Ballarat, no doubt, possesses many of these precious pieces of antiquity hidden in obscure corners, but one especially was known, not only in the Golden City, but throughout Victoria.  His name was Slivers—­plain Slivers, as he said himself—­and, from a physical point of view, he certainly spoke the truth.  What his Christian name was no one ever knew; he called himself Slivers, and so did everyone else, without even an Esquire or a Mister to it—­neither a head nor a tail to add dignity to the name.

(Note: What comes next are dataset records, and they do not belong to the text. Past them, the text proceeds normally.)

PR #2045, opened 2022-03-02
OcdFileExport: Fix export of custom tabulator positions

dl3sdo:
When exporting more than 32 custom tabulator positions the num_tabs
field is now limited to the 32 tabs that are actually only exported and
a warning messages is issued (issue was detected by lpechacek).
In addition the export now converts the tabulator position to a 32 bit
value since the convertSize function that was used before converted it
to a 16 bit value instead (which was indeed only relevant for tab
values larger than 327,67mm).

### DIFF
--- a/src/fileformats/ocd_file_export.cpp
+++ b/src/fileformats/ocd_file_export.cpp
@@ -1,5 +1,5 @@
 /*
- *    Copyright 2016-2021 Kai Pastor
+ *    Copyright 2016-2022 Kai Pastor
  *
  *    Some parts taken from file_format_oc*d8{.h,_p.h,cpp} which are
  *    Copyright 2012 Pete Curtis
@@ -1948,9 +1948,19 @@ void OcdFileExport::setupTextSymbolSpecial(const TextSymbol* text_symbol, OcdTex
 	ocd_text_special.line_below_width = decltype(ocd_text_special.line_below_width)(convertSize(qRound(1000 * text_symbol->getLineBelowWidth())));
 	ocd_text_special.line_below_offset = decltype(ocd_text_special.line_below_offset)(convertSize(qRound(1000 * text_symbol->getLineBelowDistance())));
 	
-	ocd_text_special.num_tabs = text_symbol->getNumCustomTabs();
-	auto last_tab = std::min(ocd_text_special.num_tabs, decltype(ocd_text_special.num_tabs)(std::extent<typename std::remove_pointer<decltype(ocd_text_special.tab_pos)>::type>::value));
-	for (auto i = 0u; i < last_tab; ++i)
+	auto const num_tabs = text_symbol->getNumCustomTabs();
+	auto const max_tabs = int(std::extent<typename std::remove_pointer<decltype(ocd_text_special.tab_pos)>::type>::value);
+	if (num_tabs <= max_tabs)
+	{
+		ocd_text_special.num_tabs = num_tabs;
+	}
+	else
+	{
+		ocd_text_special.num_tabs = max_tabs;
+		addWarning(::OpenOrienteering::OcdFileExport::tr("In text symbol %1: exporting only %2 custom tabulator positions")
+		           .arg(text_symbol->getPlainTextName()).arg(max_tabs));
+	}
+	for (auto i = 0u; i < ocd_text_special.num_tabs; ++i)
 		ocd_text_special.tab_pos[i] = convertSize(text_symbol->getCustomTab(i));
 }
 
--- a/src/fileformats/ocd_file_export.cpp
+++ b/src/fileformats/ocd_file_export.cpp
@@ -1961,7 +1961,7 @@ void OcdFileExport::setupTextSymbolSpecial(const TextSymbol* text_symbol, OcdTex
 		           .arg(text_symbol->getPlainTextName()).arg(max_tabs));
 	}
 	for (auto i = 0u; i < ocd_text_special.num_tabs; ++i)
-		ocd_text_special.tab_pos[i] = convertSize(text_symbol->getCustomTab(i));
+		ocd_text_special.tab_pos[i] = convertSize(qint64(text_symbol->getCustomTab(i)));
 }
 
 
--- a/src/fileformats/ocd_types_v8.h
+++ b/src/fileformats/ocd_types_v8.h
@@ -331,7 +331,7 @@ namespace Ocd
 		quint16 indent_first_line;
 		quint16 indent_other_lines;
 		quint16 num_tabs;
-		quint32 tab_pos[32];
+		qint32 tab_pos[32];
 		quint16 line_below_on;
 		quint16 line_below_color;
 		quint16 line_below_width;


dl3sdo:
Please find attached an .omap example that contains 34 custom tabulator positions (of which some exceed 327,67mm).
[ExportTextTabsSample_34TabsWithLargeValues.zip](https://github.com/OpenOrienteering/mapper/files/8172571/ExportTextTabsSample_34TabsWithLargeValues.zip)

dl3sdo:
@lpechacek: may I ask you again for a review since you brought this issue up?

src/fileformats/ocd_file_export.cpp
```diff
@@ -1949,9 +1949,15 @@ void OcdFileExport::setupTextSymbolSpecial(const TextSymbol* text_symbol, OcdTex
...
-		ocd_text_special.tab_pos[i] = convertSize(text_symbol->getCustomTab(i));
+	auto max_tabs = decltype(ocd_text_special.num_tabs)(std::extent<typename std::remove_pointer<decltype(ocd_text_special.tab_pos)>::type>::value);
+	if (ocd_text_special.num_tabs > max_tabs)
+	{
+		ocd_text_special.num_tabs = max_tabs;
+		addWarning(::OpenOrienteering::OcdFileExport::tr("In text symbol %1: exporting only %2 custom tabulator positions")
+		           .arg(text_symbol->getPlainTextName()).arg(max_tabs));
+	}
+	for (auto i = 0u; i < ocd_text_special.num_tabs; ++i)
+		ocd_text_special.tab_pos[i] = quint32((text_symbol->getCustomTab(i) + 5) / 10);
```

Slivers was as well known in Sturt Street and at ‘The Corner’ as the town clock, and his tongue very much resembled that timepiece, inasmuch as it was always going.  He was a very early settler; in fact, so remarkably early that it was currently reported the first white men who came to Ballarat found Slivers had already taken up his abode there, and lived in friendly relations with the local blacks.  He had achieved this amicable relationship by the trifling loss of a leg, an arm, and an eye, all of which portions of his body were taken off the right side, and consequently gave him rather a lop-sided appearance.  But what was left of Slivers possessed an abundant vitality, and it seemed probable he would go on living in the same damaged condition for the next twenty years.

The Ballarat folk were fond of pointing him out as a specimen of the healthy climate, but this was rather a flight of fancy, as Slivers was one of those exasperating individuals who, if they lived in a swamp or a desert, would still continue to feel their digestions good and their lungs strong.

Slivers was reputed rich, and Arabian-Night-like stories were told of his boundless wealth, but no one ever knew the exact amount of money he had, and as Slivers never volunteered any information on the subject, no one ever did know.  He was a small, wizen-looking little man, who usually wore a suit of clothes a size too large for him, wherein scandal-mongers averred his body rattled like a dried pea in a pod.  His hair was white, and fringed the lower portion of his yellow little scalp in a most deceptive fashion.  With his hat on Slivers looked sixty; take it off and his bald head immediately added ten years to his existence.  His one eye was bright and sharp, of a greyish colour, and the loss of the other was replaced by a greasy black patch, which gave him a sinister appearance.  He was cleaned shaved, and had no teeth, but notwithstanding this want, his lips gripped the stem of his long pipe in a wonderfully tenacious and obstinate manner.  He carried on the business of a mining agent, and knowing all about the country and the intricacies of the mines, he was one of the cleverest speculators in Ballarat.

The office of Slivers was in Sturt Street, in a dirty, tumble-down cottage wedged between two handsome modern buildings.  It was a remnant of old Ballarat which had survived the rage for new houses and highly ornamented terraces.  Slivers had been offered money for that ricketty little shanty, but he declined to sell it, averring that as a snail grew to fit his house his house had grown to fit him.